Mosimann, l'artiste électro qui refuse de choisir
DJ, producteur, chroniqueur… Mosimann accumule les rôles sans jamais vraiment trancher. À 38 ans, l'artiste franco-suisse s'impose comme une figure singulière sur la scène électro française, capable de naviguer entre le studio et la scène, les réseaux sociaux et la radio avec une aisance remarquable. Sa méthode repose sur des expérimentations constantes, des contraintes créatives et des remises en question permanentes. « Je repars toujours d'une feuille blanche et j'essaie de me dire que tout est possible », confie-t-il avec conviction. Dix-huit ans après sa victoire à la Star Academy 7, il connaît une année particulièrement riche en actualités.
Production et scène : un équilibre délicat
Pour Mosimann, il n'existe aucune hiérarchie entre le travail en studio et les performances sur scène. L'artiste préfère évoquer une complémentarité essentielle. « Je mettrais les deux égaux sur une balance. Produire, c'est imaginer… jouer, c'est le moment de vérité », explique-t-il avec précision. D'un côté, la production représente l'espace où tout reste envisageable. De l'autre, la scène constitue l'instant où tout se décide réellement. « Produire, c'est se projeter, se dire que ça pourrait marcher, que ça pourrait être cool. »
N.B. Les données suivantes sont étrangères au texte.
PR #519, opened 2024-10-30
Fix abstract client fetch methods

Buckram123:
We can fetch from AccountSource instead of always from namespace.

Beyond that noticed that we use two versions of bech32, updated the one in abstract-xion


framework/packages/abstract-client/src/client.rs
```diff
@@ -174,29 +174,37 @@ impl<Chain: CwEnv> AbstractClient<Chain> {
...
-        )
+    /// Fetch an [`Account`] from a given source.
+    ///
+    /// This method is used to retrieve an account from a given source. It will **not** create a new account if the source is invalid.
+    ///
+    /// Sources that can be used are:
+    /// - [`Namespace`]: Will retrieve the account from the namespace if it is already claimed.
+    /// - [`AccountId`]: Will retrieve the account from the account id.
+    /// - App [`Addr`]: Will retrieve the account from an app that is installed on it.
+    pub fn fetch_account<T: Into<AccountSource>>(
```
Kayanski, line 185: this can be removed actually, it doesn't make sense to have that

Kayanski (approved):

framework/packages/abstract-client/src/client.rs
Buckram123: > this can be removed actually, it doesn't make sense to have that

We should remove this or `account_from`, what would you prefer to remove? @CyberHoward

Kayanski: `account_from` could be mistaken for account creation where fetch_account is clear in that sens

Kayanski: Lovely

Kayanski:
This is a breaking change though no ?

Buckram123:
> This is a breaking change though no ?

Yes, but `fetch_or_build_account` is quite hard to use without this change IMO
- Build fn doesn't support environment capturing
- You can't create or fetch account without a namespace

So this method was rather for fast creating or loading a publisher, than for customizable account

Mais c'est véritablement face au public que la musique prend vie et révèle toute sa puissance. « Je compare souvent la musique à l'amour. C'est comme faire un date… Tu espères que ça va bien se passer, qu'on va s'entendre, qu'on va rigoler. Et après, tu rencontres les gens. » Cette approche instinctive de son métier laisse toujours une place primordiale à l'émotion, au-delà de la simple technique.
Tomorrowland Winter : une expérience magique
C'est précisément cette émotion qu'il a ressentie face au public de Tomorrowland Winter, où 20 Minutes a pu le rencontrer il y a quelques semaines à l'Alpe d'Huez. « C'était magique. Il y avait une ambiance spéciale. Spéciale parce que j'étais partagé entre le chauvinisme et l'excitation », répond-il, un sourire aux lèvres. « C'est mon premier vrai Tomorrowland. Je suis extrêmement heureux et puis extrêmement reconnaissant des gens qui sont venus me voir jouer. »
Les Dream Tracks : carrés dans des ronds
Ces dernières années, Mosimann s'est imposé avec son concept innovant des « Dream Tracks », une idée simple en apparence mais exigeante dans sa réalisation : demander à des personnalités leur titre de rêve. « Je rencontre des gens d'univers très différents qui me demandent des trucs un peu fous », raconte-t-il avec enthousiasme. De ces échanges naissent régulièrement des collaborations inattendues, comme avec Alain Chabat, Alexandre Astier ou plus récemment Artus.
Mais derrière cet exercice ludique se cache une véritable philosophie de création. « Se forcer à faire rentrer des carrés dans des ronds… tu te dis que ça ne va pas marcher, mais il faut croire que ça va marcher ». Récemment, il a même pu publier sur les plateformes deux nouveaux remix inédits. « J'ai fait un Dream Track avec Tribz sur le titre "Halo", explique-t-il. « Et juste après, j'y ai rencontré Skip The Youth qui ont été complètement fous. Mad Bastard m'a dit "j'aimerais bien que tu remixes un vieux titre à nous", il a dit oui pour faire une nouvelle version. Il m'a dit "fais ce que tu veux" et c'est devenu ce fameux titre "Ghost". »
Le succès qui continue d'étonner
Malgré ses nombreuses années de carrière, Mosimann conserve un regard presque émerveillé sur son succès grandissant. « Le plus fou pour moi aujourd'hui, c'est de me dire qu'il y a des gens qui achètent des tickets pour venir me voir ». Et des billets, il en vend effectivement beaucoup. Après avoir écoulé intégralement un premier Zénith de Paris prévu le 17 octobre prochain, l'artiste a annoncé une seconde date le 18 octobre, également sold out.
Derrière chaque billet vendu, il imagine avec précision tout ce que cela implique pour ses fans. « Moi, je sais ce que ça me coûte d'aller sur un site, de prendre un ticket, de réserver une date. Parfois, les gens doivent faire garder leurs enfants ». Cette conscience aiguë du public et de son engagement nourrit continuellement sa démarche artistique unique, entre humilité et ambition créative.